Your task: Repeat the entries. Each one must match exactly.

(Collected data)
Issue #146, opened 2024-01-08
Handle the first session in auto training


hanhou:
As we previously discussed, the with-session transition from stage 1.1 (tens of L-R-L-R alternating trials) to stage 1.2 (real foraging) should be handled locally in the GUI. This is one of the only two missing parts in our automated training system (https://github.com/AllenNeuralDynamics/aind-behavior-blog/issues/73).

Here I propose a more general way of doing this. Instead of hardcoding the L-R-L-R part and defining a transition rule to 1.2 for **_only the first session_**, we can in fact add a general `warm-up` option into the `task schema`, i.e., add following parameters to the GUI:
- `warmup_enabled: bool = False`: a switch to turn on/off the warm up section
- `warmup_block_length: int = 1`: the length of block during warm-up
- `warmup_reward_probs: list = [0, 1]`: the reward probs during warm-up
- `warmup_min_trials: int = 30`: the minimum length of warm-up
- `warmup_max_choice_ratio_bias: float = 0.1`: the maximum deviation from a `choice ratio` of 0.5 (no bias)
- `warmup_min_finish_ratio: float = 0.7`: the minimum of the `finished ratio` (finished trials / total trials)
- `warmup_trials_to_compute_ratios: int = 20`: the length of the sliding window by which we compute the two ratios

The warmup is always simple left-right alternating blocks with `warmup_block_length` and `warmup_reward_probs`, and we always use this simple criterion to end the warmup:

```
if (
number of warmup trials >= `warmup_min_trials`
and for recent `warmup_trials_to_compute_ratios` trials,
    finished ratio >= `warmup_min_finish_ratio`
    and 
    abs(proportion of choosing Right - 0.5) <= `warmup_max_choice_ratio_bias`
)
```

With this design, we could just turn `warmup_enabled` on for the first session to implement stage 1.1 -> stage 1.2. It also makes it possible if one would like to include a warm-up to not only the first session (presumably with larger warmup_block_length and lower warmup_reward_probs). Most importantly, everything is defined and tracked under the same task schema, and the first session is no longer special.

Answer box:
Issue #146, opened 2024-01-08
Handle the first session in auto training


hanhou:
As we previously discussed, the with-session transition from stage 1.1 (tens of L-R-L-R alternating trials) to stage 1.2 (real foraging) should be handled locally in the GUI. This is one of the only two missing parts in our automated training system (https://github.com/AllenNeuralDynamics/aind-behavior-blog/issues/73).

Here I propose a more general way of doing this. Instead of hardcoding the L-R-L-R part and defining a transition rule to 1.2 for **_only the first session_**, we can in fact add a general `warm-up` option into the `task schema`, i.e., add following parameters to the GUI:
- `warmup_enabled: bool = False`: a switch to turn on/off the warm up section
- `warmup_block_length: int = 1`: the length of block during warm-up
- `warmup_reward_probs: list = [0, 1]`: the reward probs during warm-up
- `warmup_min_trials: int = 30`: the minimum length of warm-up
- `warmup_max_choice_ratio_bias: float = 0.1`: the maximum deviation from a `choice ratio` of 0.5 (no bias)
- `warmup_min_finish_ratio: float = 0.7`: the minimum of the `finished ratio` (finished trials / total trials)
- `warmup_trials_to_compute_ratios: int = 20`: the length of the sliding window by which we compute the two ratios

The warmup is always simple left-right alternating blocks with `warmup_block_length` and `warmup_reward_probs`, and we always use this simple criterion to end the warmup:

```
if (
number of warmup trials >= `warmup_min_trials`
and for recent `warmup_trials_to_compute_ratios` trials,
    finished ratio >= `warmup_min_finish_ratio`
    and 
    abs(proportion of choosing Right - 0.5) <= `warmup_max_choice_ratio_bias`
)
```

With this design, we could just turn `warmup_enabled` on for the first session to implement stage 1.1 -> stage 1.2. It also makes it possible if one would like to include a warm-up to not only the first session (presumably with larger warmup_block_length and lower warmup_reward_probs). Most importantly, everything is defined and tracked under the same task schema, and the first session is no longer special.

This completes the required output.